PR #13, opened 2022-11-28
WiP: alb001 alignment in spatial structure

JTurbakiewicz:
WiP -> to discuss


features/steps/steps.py
```diff
@@ -79,6 +79,19 @@ class instance_structure_error:
     def __str__(self):
         return f"The instance {fmt(self.related)} is assigned to {fmt(self.relating)}"
 
+@dataclass
+class instance_contained_error:
```
aothms, line 83: We should probably merge this with @Ghesselink's `instance_structure_error` https://github.com/buildingSMART/ifc-gherkin-rules/pull/6/files#diff-cf027576a6812e3403bd3d9579d83abfaa74a41607a4f3c986398ef8492a5d3dR74

features/steps/steps.py
```diff
@@ -221,3 +234,46 @@ def step_impl(context, related, relating, other_entity, condition):
...
 
     handle_errors(context, errors)
+
+
+@then('Each {entity} {condition} be {directness} contained in {other_entity}')
+def step_impl(context, entity, condition, directness, other_entity):
+    stmt_to_op = ['must', 'must not']
+    assert condition in stmt_to_op
+
+    stmt_about_directness = ['directly', 'indirectly', 'directly or indirectly', 'indirectly or directly']
```
aothms, line 244: I am not sure if there ever will be a use cases for `indirectly` only, but we can leave it in.

features/steps/steps.py
```diff
@@ -221,3 +234,46 @@ def step_impl(context, related, relating, other_entity, condition):
                         errors.append(instance_structure_error(inst, rel.RelatingObject))
 
     handle_errors(context, errors)
+
+
+@then('Each {entity} {condition} be {directness} contained in {other_entity}')
```
aothms, line 239: This is not incorporating the `... or subtypes` postfix we discussed in a call. It's also not immediately relevant of course, but since the gherkin is a bit speculative anyway, maybe the purpose of this PR can be to investigate how general we can get.

features/steps/steps.py
```diff
@@ -221,3 +234,46 @@ def step_impl(context, related, relating, other_entity, condition):
...
+    assert directness in stmt_about_directness
+
+    errors = []
+
+    if context.instances and getattr(context, 'applicable', True):
+        for ent in context.model.by_type(entity):
+            if len(ent.ContainedInStructure) > 0:
+                containing_relation = ent.ContainedInStructure[0]
+                relating_spatial_element = containing_relation.RelatingStructure
+                is_directly_contained = getattr(relating_spatial_element, 'is_a')(other_entity)
```
aothms, line 254: `getattr(relating_spatial_element, 'is_a')`

is equivalent to

`relating_spatial_element.is_a`

I'd say only use `getattr(object, name[, default])` if:
- name is a variable
- default is used so that you don't get a KeyError on non-existant attr

aothms, line 254: We need to decide on `is_a(str)` and `is_a() == str` wrt to subtypes.

features/steps/steps.py
```diff
@@ -221,3 +234,46 @@ def step_impl(context, related, relating, other_entity, condition):
...
+                while len(relating_spatial_element.Decomposes) > 0:
+                    decomposed_element = relating_spatial_element.Decomposes[0]
+                    relating_spatial_element = decomposed_element.RelatingObject
+                    is_indirectly_contained = getattr(relating_spatial_element, 'is_a')(other_entity)
+                    if is_indirectly_contained:
+                        break
+            elif len(ent.ContainedInStructure) == 0:
```
aothms, line 261: `elif ...` is equivalent to `else` here (as len never goes negative). I would prefer `else`.

features/steps/steps.py
```diff
@@ -221,3 +234,46 @@ def step_impl(context, related, relating, other_entity, condition):
...
+                is_directly_contained = False
+                is_indirectly_contained = False
+            if condition == 'must':
```
aothms, line 264: I think these 6 cases can be generalized when thinking about them as set intersection.

You have:
- required_directness 
- observed_directness

if both of these are {'directly'}, {'indirectly'} or {'directly', 'indirectly'}. Then you can simply use the set intersection on both.

The set intersection should be empty in case of `must_not`, non empty in case of `must`.

`if bool(required_directness & observed_directness) == (condition == must):` <- untested but sth like this. It wouldn't win the price for readability so a comment is nice, or breaking this up into some variables can also help for readability. But it would greatly reduce the risk of errors when all cases are reduced to a single case.

aothms:
I really like how far you went here with creating a general solution. I have some additional remarks to that end. We'll wait for @evandroAlfieri's verdict on whether we merge this:

- without the gherkin feature
- with the gherkin feature commented out
- with the gherkin feature with an additional tag so that it is ignored

aothms (changes requested):

features/steps/steps.py
Ghesselink: I'd propose to use is_a(str), is that okay for you? It seems more readable, more build-in checks and little (obvious at least) downsides, other than some restructuring here and there. I also didn't run into any problems while testing.

features/ALB001_Alignment-in-spatial-structure.feature
```diff
@@ -0,0 +1,9 @@
+@implementer-agreement
+@ALB
+Feature: ALB001_Alignment in spatial structure
+
+  Scenario: Agreement on each IfcAlignment being contained in an IfcSite
+
+      Given A file with Schema Identifier "IFC4X3"
+      And An IfcAlignment
+      Then Each IfcAlignment must be directly contained in IfcSite
```
pjanck, line 9: What does it look like if something is `indirectly` contained?

pjanck (commented):
I have a difficulty understanding a rule.

features/steps/steps.py
JTurbakiewicz: Very cool idea, added!

features/steps/steps.py
JTurbakiewicz: I am not 100% sure what you mean here. 

Is it the following? 

`@then('Each {entity} {condition} be {directness} contained in {other_entity} or its subtypes')`
Then in our particular case, it would be:
`@then'Each IfcAlignment must be directly contained in IfcSite or its subtypes'
So the check will pass if the IfcAlignment is contained either in the IfcSite or in any subtype (via inheritance) of IfcSite?

Good idea, I'll try to add it.

features/ALB001_Alignment-in-spatial-structure.feature
JTurbakiewicz: The intention was to have `Indirectly` take into account spatial relationships. Let's provide some examples.

Directly:
IfcAlignment > IfcSite 
IfcAlignment connected to IfcSite via the relationship IFCRELCONTAINEDINSPATIALSTRUCTURE

Indirectly: 
IfcAlignment > SpacialElement1 > SpacialElement2 > IfcSite
IfcAlignment connected to SpacialElement1 via the relationship IFCRELCONTAINEDINSPATIALSTRUCTURE
SpacialElement1 to SpacialElement2  via the relationship IFCRELAGGREGATES
SpacialElement2  to IfcSite via the relationship IFCRELAGGREGATES

Maybe it is worthwhile to try different wording. Perhaps the following?
`Each IfcAlignment must be directly or through spatial relationships contained in IfcSite`

@pjanck @aothms @evandroAlfieri

aothms: Maybe it helps to think of this as a regular expression or sparql property path. E.g what's the pattern of relationships that can be followed in order to be valid.

```
elem -> ContainedIn -> Site
elem -> Decomposing -> Assembly -> ContainedIn -> Site
elem -> Decomposing -> Assembly -> ContainedIn -> Something -> Decomposing -> Site
```

We could write that as something like:

    elem -> Decomposing * -> ContainedIn -> Decomposing * -> Site
    
Where * means zero or more repetitions of the preceeding relationship.

I don't think multiple ContainedIn relationships would be allowed actually in the IFC spec, so "directly or through spatial relationships" maybe better be "directly or through decomposition relationships"

The question is also do we want to make this more explicit in Gherkin (`following a pattern of one or more RelX exactly one RelY zero ore more RelZ`) or do we want to keep it something descriptive (e.g `indirectly`) matched in code? The ever remaining tension between explicit IFC constructs in rules (nice for people familiar with them, less so for the people that predominantly care about business logic).

If we want to make this more explicit in Gherkin we can rely on Behave to do the course matching for us but in the implementation use a custom grammar to more precisely match against the semantics of the predicate/sentence fragment. Something like this:

```
>>> from pyparsing import *
>>> zom = CaselessKeyword("zero or more")
>>> eo = CaselessKeyword("exactly one")
>>> entity = Word(alphas)('entity')
>>> grammar = OneOrMore((zom | eo) + entity)
>>> grammar.parseString("zero or more IfcRelX exactly one IfcRelY zero or more IfcRelZ")
ParseResults(['zero or more', 'IfcRelX', 'exactly one', 'IfcRelY', 'zero or more', 'IfcRelZ'], {'entity': 'IfcRelZ'})
```

features/steps/steps.py
JTurbakiewicz: I didn't specifically add `... or subtypes`, as it's already checking the inheritance via is_a method.

JTurbakiewicz:
Changed the feature file to add the comment: @disabled, but the rule is still performed. Will look into the code if it can be fixed.

aothms:
@JTurbakiewicz we have merge conflicts now, would you be so kind... Better if you have a quick look to prevent unwanted side effects.

JTurbakiewicz:
Resolved merge conflicts. I'm afraid they will reappear when other branches are merged, probably we must do it one by one. 

But I like resolving the conflicts, so don't mind :)

Ghesselink:
> Resolved merge conflicts. I'm afraid they will reappear when other branches are merged, probably we must do it one by one.
> 
> But I like resolving the conflicts, so don't mind :)

Yes, I got the same thing; had to merge the open PR when another PR was merged into main. 
If I understood correctly, tomorrow we're going to merge all the open PR? Maybe an idea for us to be also present. Not at the meeting of Thomas and Evandro per se, but to solve potential merge conflicts when they occur hopefelly we can merge more in one go. 
I'll be online in the (EU) afternoon myself.

aothms (approved):

aothms:
You were very right, sorry I stole your merging fun.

================================

● **WORK TO COMPLETE**
Your answer should be a single number: the count of lines in the data that include the word "they".

● **SOLUTION TO THE EXERCISE**
3